PR #6509, opened 2026-04-28
[BUG FIX] [MER-5588] Intelligent Dashboard Confusion Points

simonchoxx:
[MER-5588](https://eliterate.atlassian.net/browse/MER-5588)

## Context

In the Intelligent Dashboard, the Progress tile for the Entire course scope is built by combining scope_resources with progress bins to define the x-axis and bar values. scope_resources is also consumed by other dashboard projections.

## Problem

scope_resources may include descendants that are deeper than the level expected on the progress chart axis, while progress bins are computed for the effective axis of that view. This mismatch caused the tile to include items without matching bins, which were rendered as zero and made the Entire course view confusing (content shown with no data in the chart).

## Fix

The Progress projection was updated to align axis items with the resource_ids present in by_resource_bins, while preserving the original scope_resources order.
The change was implemented in the shared projection layer (progress/projector) rather than in tile presentation, so progress logic remains centralized in one source of truth.

[MER-5588]: https://eliterate.atlassian.net/browse/MER-5588?atlOrigin=eyJpIjoiNWRkNTljNzYxNjVmNDY3MDlhMDU5Y2ZhYzA5YTRkZjUiLCJwIjoiZ2l0aHViLWNvbS1KU1cifQ

### DIFF
--- a/lib/oli/instructor_dashboard/data_snapshot/projections/progress/projector.ex
+++ b/lib/oli/instructor_dashboard/data_snapshot/projections/progress/projector.ex
@@ -13,6 +13,8 @@ defmodule Oli.InstructorDashboard.DataSnapshot.Projections.Progress.Projector do
   @spec build(Scope.t(), map(), map(), keyword()) :: map()
   def build(%Scope{} = scope, progress_bins_payload, scope_resources_payload, opts \\ []) do
     items = Map.get(scope_resources_payload, :items, [])
+    by_resource_bins = by_resource_bins(progress_bins_payload)
+    items = align_items_with_bins(items, by_resource_bins)
     total_students = Map.get(progress_bins_payload, :total_students, 0)
 
     %{
@@ -20,7 +22,7 @@ defmodule Oli.InstructorDashboard.DataSnapshot.Projections.Progress.Projector do
       class_size: total_students,
       completion_threshold: @default_completion_threshold,
       y_axis_mode: :count,
-      series_all: build_series(items, progress_bins_payload, total_students),
+      series_all: build_series(items, by_resource_bins, total_students),
       schedule_context: schedule_context(Keyword.get(opts, :schedule)),
       page_window: %{page: 1, per_page: @default_per_page, total_items: 0, total_pages: 0},
       schedule_marker: @empty_schedule,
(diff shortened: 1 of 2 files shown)


lib/oli/instructor_dashboard/data_snapshot/projections/progress/projector.ex
```diff
@@ -80,6 +75,22 @@ defmodule Oli.InstructorDashboard.DataSnapshot.Projections.Progress.Projector do
     end)
   end
 
+  defp by_resource_bins(progress_bins_payload) do
+    Map.get(
+      progress_bins_payload,
+      :by_resource_bins,
+      Map.get(progress_bins_payload, :by_container_bins, %{})
+    )
+  end
```
Francisco-Castro, line 84: NIT

```elixir
  defp by_resource_bins(%{by_resource_bins: bins}), do: bins
  defp by_resource_bins(%{by_container_bins: bins}), do: bins
  defp by_resource_bins(_), do: %{}
```

Francisco-Castro (approved):
## Review notes

Fix is correct and minimal. The mismatch between `progress_bins` (depth-1 axis keys) and `scope_resources.items` (flat recursive descendants) is real, and aligning at the projector layer is the right call given that `progress/projector.ex` is the only consumer that joins these two oracles together.

A few things to consider before merging:

  ### 1. Document the cross-module invariant

The semantic difference between the two oracles isn't stated anywhere. A future tile that consumes both will rediscover this bug. Suggest expanding the `@moduledoc` on each oracle:

**`lib/oli/instructor_dashboard/oracles/scope_resources.ex`**
```elixir
  @moduledoc """
  Returns course title and scoped resources for the requested scope.

  `items` is a flat, pre-order list of ALL descendants under the scoped 
  node (pages and containers at every depth). Consumers that need only 
  direct children — for example, when joining against axis-keyed data 
  from `Oli.InstructorDashboard.Oracles.ProgressBins` — must filter 
  accordingly.
"""
```

  lib/oli/instructor_dashboard/oracles/progress_bins.ex (currently no @moduledoc)
```elixir
  @moduledoc """
  Computes progress bin counts keyed by the direct children of the
  scoped node (depth-1 only). `by_resource_bins` is NOT a superset of
  `ScopeResources.items`; callers joining the two payloads must align 
  keys before iterating.
  """
```

###  2. Test gaps in align_items_with_bins/2

Two paths in the new helper aren't covered:

  - Empty bins skip (the cb6ef5a961 commit): `by_resource_bins == %{}` with non-empty items should return items unchanged. No regression test asserts this.
  - Zero-overlap fallback (`if aligned_items == [], do: items`): unreachable today given the upstream contract (bins keys ⊆ scope_resources items), but if you keep it, please cover it. If you'd rather drop it and let empty_state(:no_scope_children) trigger when the invariant breaks, that's also reasonable — the fallback silently re-introduces the original zero-bar render if upstream ever drifts.

PR #6515, opened 2026-04-28
[BUG FIX] [MER-5266] adjust position/style of download CSV button

andersweinstein:
Adjusts the Intelligent Dashboard  "Download Dashboard Data (CSV)" button to match the MER-5266 Figma design more closely.

  The download action is now presented as a text link with a leading download icon, uses the same tokenized blue treatment as nearby dashboard navigation controls, and sits above the scope navigator with tighter vertical alignment to the Insights tab row.

Screenshot 2026-04-29 at 6 04 00 AM

### DIFF
--- a/lib/oli_web/components/delivery/instructor_dashboard/intelligent_dashboard/shell.ex
+++ b/lib/oli_web/components/delivery/instructor_dashboard/intelligent_dashboard/shell.ex
@@ -27,7 +27,32 @@ defmodule OliWeb.Components.Delivery.InstructorDashboard.IntelligentDashboard.Sh
 
     ~H"""
     <div id="learning-dashboard" class="container mx-auto mb-10" phx-hook="Scroller">
-      <div class="mb-4">
+      <div class="-mt-9 mb-4 space-y-1.5">
+        <div class="flex justify-end">
+          <form
+            id="intelligent-dashboard-download-form"
+            phx-hook="BrowserTimezoneForm"
+            action={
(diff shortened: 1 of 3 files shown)


simonchoxx:
I've been reviewing your changes. Everything seems fine. I just have two things to mention.

In the Figma designs, the download button appears to be on the same row as the tabs (Dashboard, Content, etc.). In your branch, the download button is slightly lower. I'm not sure if this will pass QA, but I understand that we can't have the button on the exact same row as the tab buttons.

The "Download dashboard data (CSV)" text in Figma has a font weight of 700, and in your branch, it appears to have a font weight of 500. These are minor issues, but they might cause it to fail QA again.

andersweinstein:
> I've been reviewing your changes. Everything seems fine. I just have two things to mention.
> 
> In the Figma designs, the download button appears to be on the same row as the tabs (Dashboard, Content, etc.). In your branch, the download button is slightly lower. I'm not sure if this will pass QA, but I understand that we can't have the button on the exact same row as the tab buttons.

Yes, I noticed this too. In fact it could float higher, I think, the problem is if you narrow the window so that it would overlap the tab buttons and be ugly. The figma didn't address this, so I just left it with a little more space. I could run it by designer Jess I suppose.

> The "Download dashboard data (CSV)" text in Figma has a font weight of 700, and in your branch, it appears to have a font weight of 500. These are minor issues, but they might cause it to fail QA again.

I will adjust the weight. I believe the most important thing for this Redo was the placement/style of the button which was completely wrong.

darrensiegel (approved):

PR #6517, opened 2026-04-28
[BUG FIX] [MER-5559] Scope student exception date edits to current section

darrensiegel:
Changes:
- Updated `lib/oli_web/live/sections/assessment_settings/student_exceptions_table.ex` so date editing reloads the selected exception by section_id, resource_id, and user_id.
- Added a regression test in `test/oli_web/live/sections/assessment_settings/settings_live_test.exs` covering same student/resource exceptions across two sections and verifying only the current section updates.

### DIFF
--- a/lib/oli_web/live/sections/assessment_settings/student_exceptions_table.ex
+++ b/lib/oli_web/live/sections/assessment_settings/student_exceptions_table.ex
@@ -472,10 +472,22 @@ defmodule OliWeb.Sections.AssessmentSettings.StudentExceptionsTable do
   end
 
   def handle_event("edit_date", %{"user_id" => user_id}, socket) do
+    user_id = String.to_integer(user_id)
+
     selected_setting =
       Enum.find(socket.assigns.table_model.rows, fn s ->
-        s.user_id == String.to_integer(user_id)
+        s.user_id == user_id
       end)
+      |> case do
+        nil ->
+          nil
+
+        %{resource_id: resource_id} ->
+          case Settings.get_student_exception(resource_id, socket.assigns.section.id, user_id) do
+            nil -> nil
+            selected_setting -> Repo.preload(selected_setting, :user)
+          end
+      end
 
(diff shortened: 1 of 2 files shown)


andersweinstein:
Hmm, I had codex investigate MER-5559 and it said issue no longer existed in master (though it offered to add missing regression test for it). It said bug was corrected with the fix for [MER-5567](https://eliterate.atlassian.net/browse/MER-5567) via [PR #6479](https://github.com/Simon-Initiative/oli-torus/pull/6479), which corrected the student-exception date edit path to use the section-scoped exception update flow and eliminated the cross-section Ecto.MultipleResultsError seen in AppSignal.

I *think* the code change in this PR is at best defensive, but unnecessary to prevent a bug, though regression test is a worthwhile addition. Codex:
```
The production change in this PR:

  - takes the row the user clicked in handle_event("edit_date", ...)
  - extracts resource_id and user_id
  - then re-fetches the exception with Settings.get_student_exception(resource_id, section.id,
    user_id)

  That does make the modal-open step explicitly section-scoped. But in current master, the clicked
  row is already coming from AssessmentSettings.get_student_exceptions(section.id), so the table data
  is already section-scoped before this PR.

  So I do not see it correcting a second real cross-section bug beyond the historical AppSignal
  issue.

  - perform_edits/5 was the real scoping bug behind the AppSignal crash.
  - This PR hardens handle_event("edit_date", ...), but I don’t see evidence that current master has
    a separate scoping defect there.

```

Maybe drop the redundant re-fetch (which got a performance comment), but keep the regression test as a useful addition to test coverage?

[MER-5567]: https://eliterate.atlassian.net/browse/MER-5567?atlOrigin=eyJpIjoiNWRkNTljNzYxNjVmNDY3MDlhMDU5Y2ZhYzA5YTRkZjUiLCJwIjoiZ2l0aHViLWNvbS1KU1cifQ

PR #6537, opened 2026-04-29
[FEATURE] [MER-5355] Consolidate instructor recommendation prompt flow

simonchoxx:
[MER-5355](https://eliterate.atlassian.net/browse/MER-5355)

## Summary

This PR unifies how the instructor recommendation prompt is built so there is a single editable template that is processed at runtime with real datasets.

## What changed

- Consolidated the main recommendation prompt into a single template.
- Added post-processing to replace `#{data}` with the actual dataset block before sending the request to the model.
- Updated message construction so the main content lives in the rendered prompt.
- Kept a robust fallback when a custom template does not include `#{data}` (datasets are appended at the end).
- Updated tests to validate:
  - `#{data}` interpolation,
  - custom template behavior,
  - fallback behavior for blank templates or templates without the placeholder,
  - original prompt persistence under the new format.

## Note

The `no_signal` path keeps its dedicated branch to preserve current behavior when there is not enough data signal.

[MER-5355]: https://eliterate.atlassian.net/browse/MER-5355?atlOrigin=eyJpIjoiNWRkNTljNzYxNjVmNDY3MDlhMDU5Y2ZhYzA5YTRkZjUiLCJwIjoiZ2l0aHViLWNvbS1KU1cifQ

### DIFF
--- a/lib/oli/instructor_dashboard/recommendations/prompt.ex
+++ b/lib/oli/instructor_dashboard/recommendations/prompt.ex
@@ -4,6 +4,7 @@ defmodule Oli.InstructorDashboard.Recommendations.Prompt do
   """
 
   @version "recommendation_prompt_v1"
+  @data_placeholder "\#{data}"
   @default_no_signal_prompt """
   You are an expert learning engineer and instructor dashboard analyst. You will be given 1-5 datasets exported from an LMS/assessment system. Each dataset is presented as:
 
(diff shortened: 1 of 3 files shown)


lib/oli/instructor_dashboard/recommendations/prompt.ex
```diff
@@ -24,34 +25,64 @@ defmodule Oli.InstructorDashboard.Recommendations.Prompt do
...
+
+  When forming the insight, consider (implicitly -- do not enumerate):
 
   - Patterns across datasets (performance, attempts, hints, timing, engagement).
   - Evidence from specific dataset descriptors and column names.
   - Whether the issue concerns students, groups, concepts, or engagement behaviors.
   - What concrete instructor action would most directly address the issue.
+  - Where is the class in the schedule? Recommendations are most helpful when they relate to what we are now covering in the course.
+
+  ###Required structure
```
darrensiegel: A space here is needed to make this an actual markdown header

lib/oli/instructor_dashboard/recommendations/prompt.ex
```diff
@@ -24,34 +25,64 @@ defmodule Oli.InstructorDashboard.Recommendations.Prompt do
...
+  - What's happening (signal)
+  - Why it matters (interpretation)
+  - What to consider doing (suggested action)
+
+  ###Tone guidelines
```
darrensiegel: Space

lib/oli/instructor_dashboard/recommendations/prompt.ex
```diff
@@ -24,34 +25,64 @@ defmodule Oli.InstructorDashboard.Recommendations.Prompt do
...
+  - If evidence is suggestive but not definitive, label it clearly as an inference within the sentence.
   - If no meaningful insight can be supported by the data, say so explicitly in one sentence.
+  - Round numbers to the hundredth decimal place
 
-  Rules:
+  #### Example format (illustrative only)
+
+  "Several students are progressing into Unit 4, but a sizable group is showing low proficiency on core plant biology objectives, particularly cell structure and photosynthesis. You may want to revisit these concepts or assign additional practice before moving further into the unit."
+
+  ###Example format (illustrative only)
```
darrensiegel: Space

lib/oli/instructor_dashboard/recommendations/prompt.ex
```diff
@@ -62,9 +93,11 @@ defmodule Oli.InstructorDashboard.Recommendations.Prompt do
 
   @spec build_messages(map(), keyword()) :: [map()]
   def build_messages(input_contract, opts \\ []) when is_map(input_contract) do
+    rendered_prompt = input_contract |> system_prompt(opts) |> render_prompt(input_contract)
+
     [
-      %{role: :system, content: system_prompt(input_contract, opts)},
-      %{role: :user, content: user_prompt(input_contract)}
+      %{role: :system, content: rendered_prompt},
+      %{role: :user, content: "Begin now."}
```
darrensiegel: Seems like we have "Begin now." included twice.  Once here, and once above as part of the prompt. This "Begin now" here will not be overridable - please remove it and see if you can make the recommendations work without a user prompt

darrensiegel (changes requested):

lib/oli/instructor_dashboard/recommendations/prompt.ex
simonchoxx: Done. I removed the extra user message %{role: :user, content: "Begin now."} so we now send only the rendered system prompt in `build_messages/2`.
I also validated behavior by generating recommendations with this change, and recommendations are still generated correctly.
Additionally, I updated the related tests to reflect the single-message prompt contract.

darrensiegel (approved):

PR #6556, opened 2026-05-06
[FEATURE] [MER-5257] AI Email Capabilities & updates

Francisco-Castro:
## Summary

Delivers the non-UI backend that powers the instructor-dashboard AI email feature: a normalized context contract, AI draft generation, whitelist placeholder substitution, per-recipient template realization, send-time validation, and one Oban job per recipient via the existing Torus mailer. The modal LiveComponent (PR 2) and entry-point launchers (PR 3) follow.

Jira: [MER-5257](https://eliterate.atlassian.net/browse/MER-5257)

## Requisites covered

This PR delivers backend support for the following MER-5257 requisites. UI-bound requisites land in PR 2 (modal) and PR 3 (entry-point integrations).

| # | Requisite | Status |
|---|---|---|
| FR-001 | Normalized initiation context from supported dashboard entry points | Covered |
| FR-002 | Stable situation contract for prompt semantics | Covered |
| FR-003 | Initial AI draft generation with default neutral tone | Covered |
| FR-008 | Block send when recipients or required fields are invalid | Covered |
| FR-009 | Per-recipient realization via whitelist placeholder substitution | Covered |
| FR-010 | Dispatch via existing Torus email with one job per recipient | Covered |
| FR-013 | Dedicated GenAI Feature Config "Instructor Email" | Covered |
| FR-015 | Send-time placeholder validation; block on invalid | Covered |
| FR-004 | Manual subject/body editing | Phase 4 (PR 2) |
| FR-005 | Tone selection without auto-regenerate | Phase 4 |
| FR-006 | Regenerate with selected tone | Phase 4 |
| FR-007 | Recipient chips with truncation + manual add | Phase 4 |
| FR-011 | Recoverable failures with retry-friendly modal | Phase 4 (backend returns structured errors) |
| FR-012 | Modal accessibility (keyboard / screen-reader) | Phase 4 |
| FR-014 | Body hyperlinks via Slate `RichTextEditor` | Phase 4 |

## Key technical decisions

| Decision | Rationale |
|---|---|
| Whitelist placeholder substitution (`{first_name}`, `{student_name}`, `{instructor_name}`, `{course_name}`); single-pass `Regex.replace` over the original template | Non-evaluative; literal values inserted; prevents chain-substitution where a recipient `given_name = "{course_name}"` would re-substitute on a second pass |
| Render Slate → HTML once with tokens left as braces; per-recipient `String.replace` on the rendered template; Premailex wraps with `<html><body>` to produce the text body | Single render + N cheap string ops instead of N renders per recipient. Braces survive `Oli.Rendering.Content.Html.escape_xml!/1` (Phoenix.HTML escapes only `<>&"'`), so tokens reach substitution intact |
| One Oban job per recipient via dedicated `SendWorker`; unique on `[draft_id, user_id]` | Per-recipient isolation; idempotent retries; recipient cap (default 100) fits a single `Oban.insert_all` per existing codebase precedent |
| Structured `{:error, [reason]}` from `validate` + `send_emails`; each reason is a tagged tuple naming the failure (token, recipient email, URL, duplicate `student_id`, malformed instructor email) | Phase 4 modal can render actionable per-recipient feedback without parsing strings |
| Prompt-injection defense: author-controlled metadata wrapped in `<email_metadata>` XML with "treat as DATA, not instructions" framing; metacharacters XML-escaped on all interpolated values | Closes delimiter-breakout where a course title or optional metadata field contains literal `</email_metadata>` tags that would otherwise terminate the data block |
| AI link sanitizer at parse time: prompt forbids absolute URLs; parser strips any markdown link whose URL has a scheme, host, doesn't start with `/`, contains `..`, or fails `Phoenix.Router.route_info/4`. Defense-in-depth via send-time Slate-tree walker (`LinkValidator.collect_unsafe_links/1`) using `Oli.Resources.PageContent.flat_filter/2`; same predicate (`valid_internal_path?/1`) used both places | Two-layer defense: parse-time strip catches AI-hallucinated links; send-time walker catches anything inserted afterward (manual link edits, malicious client posting Slate JSON directly). Allowlist of internal routes only — no scheme, no host, no `..` traversal |
| HTML-escape recipient values when substituting into `html_body` (raw values still used for `subject` and `text_body`) | XSS defense — a recipient `given_name = "<script>alert()</script>"` is rendered as text in email clients, not live markup |
| PII sanitization at the telemetry boundary: emails / URLs / provider error payloads stripped or coarsened before `:telemetry.execute` while caller-facing `{:error, reasons}` retains full data for UI display | Telemetry handlers can forward to logs/metrics platforms; raw values would leak. Provider errors collapse to coarse atoms (`:timeout`, `:provider_error`) — no `raw_reason` carrying prompt fragments |
| `Oli.GenAI.FeatureConfig.load_for/2` returns `{:ok, ServiceConfig} \| {:error, {:missing_feature_config, msg}}` (no raise) | Callers (e.g. `WindowLive`) render a fallback disabled state on missing config rather than crashing the LiveView process |
| `Email.send_emails/2` reports the accurate `enqueued` count from `Oban.insert_all/1`'s per-row `conflict?` flag; upstream `Validator.check_duplicate_recipients/2` blocks duplicate `student_id` before insertion | Validator blocks duplicates first; insert-level deduplication is defense-in-depth; UI shows correct count regardless |

## Deferred to later phases

| Item | Target |
|---|---|
| Modal LiveComponent (FR-004, 005, 006, 007, 011, 012) | Phase 4 — PR 2 |
| Slate hyperlink editor (FR-014) | Phase 4 — PR 2 |
| 5 entry-point launchers + "Email sent" banner | Phase 5 — PR 3 |
| `Oli → OliWeb` decoupling for `AIDraftFacade.sanitize_links/1` (inject sanitizer from caller) | Phase 4 — natural boundary |
| Per-entry-point URL allowlist + student-appropriate route allowlist | Phase 5+ — URL-menu backlog |

[MER-5257]: https://eliterate.atlassian.net/browse/MER-5257?atlOrigin=eyJpIjoiNWRkNTljNzYxNjVmNDY3MDlhMDU5Y2ZhYzA5YTRkZjUiLCJwIjoiZ2l0aHViLWNvbS1KU1cifQ


priv/repo/seeds.exs
```diff
@@ -239,6 +239,23 @@ case Oli.Repo.all(RegisteredModel) do
       section_id: nil
     })
 
+    # Dedicated ServiceConfig for the instructor email feature (MER-5257).
+    # Points at the same primary_model as standard-no-backup today; decoupled
+    # so the model can be swapped via the admin UI (OliWeb.GenAI.FeatureConfigsView)
+    # without affecting other GenAI features.
+    email_service_config =
```
darrensiegel, line 247: These insertions seem to be in a spot where they will **not** execute when there is already an existing RegisteredModel (which is the case for servers running previous isntances of the code, like Tokamaka, Proton). 

For this feature, the reliable place is a DB migration. The migration should insert the
  new completions_service_configs row and the global gen_ai_feature_configs
  row idempotently, likely by deriving primary_model_id from the existing
  "standard-no-backup" config or its primary model. It should also use
  WHERE NOT EXISTS style logic because the current unique index on
  [:section_id, :feature] does not reliably prevent duplicate global rows
  when section_id is NULL in Postgres.

darrensiegel (changes requested):

priv/repo/seeds.exs
Francisco-Castro: @darrensiegel Addressed in https://github.com/Simon-Initiative/oli-torus/pull/6556/changes/574d5255eea2fad0bc09711d1e7d5e77ae66ca3d new migration priv/repo/migrations/20260513120000_add_instructor_email_feature_config.exs

> - Idempotent via WHERE NOT EXISTS on both inserts
> - Explicit section_id IS NULL check (Postgres NULL-distinctness guard)
> - primary_model_id derived from standard-no-backup config at migrate time
> - Seeds insertions retained for fresh-install path (migration sees empty DB at first mix ecto.migrate, seeds run after)

darrensiegel (approved):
⁂
ASSIGNED TASK -> State how many lines in the preceding material contain the word "format", and give nothing else.

TASK OUTPUT -> 3